**Exercise prompt**. Take the data below and extract the lines from the one with "This is the" to the one with "- Task 3. Remove", inclusive, exactly as written.

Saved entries
"""
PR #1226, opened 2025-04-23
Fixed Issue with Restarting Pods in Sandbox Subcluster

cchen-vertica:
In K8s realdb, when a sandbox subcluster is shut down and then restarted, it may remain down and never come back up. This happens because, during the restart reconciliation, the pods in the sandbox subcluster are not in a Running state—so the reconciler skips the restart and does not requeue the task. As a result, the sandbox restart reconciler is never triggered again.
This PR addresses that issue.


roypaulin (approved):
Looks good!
"""
"""
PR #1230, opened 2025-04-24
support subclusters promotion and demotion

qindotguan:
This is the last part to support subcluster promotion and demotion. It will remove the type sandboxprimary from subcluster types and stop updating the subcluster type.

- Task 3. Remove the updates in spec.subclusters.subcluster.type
"""
**Your response**.
This is the last part to support subcluster promotion and demotion. It will remove the type sandboxprimary from subcluster types and stop updating the subcluster type.

- Task 3. Remove the updates in spec.subclusters.subcluster.type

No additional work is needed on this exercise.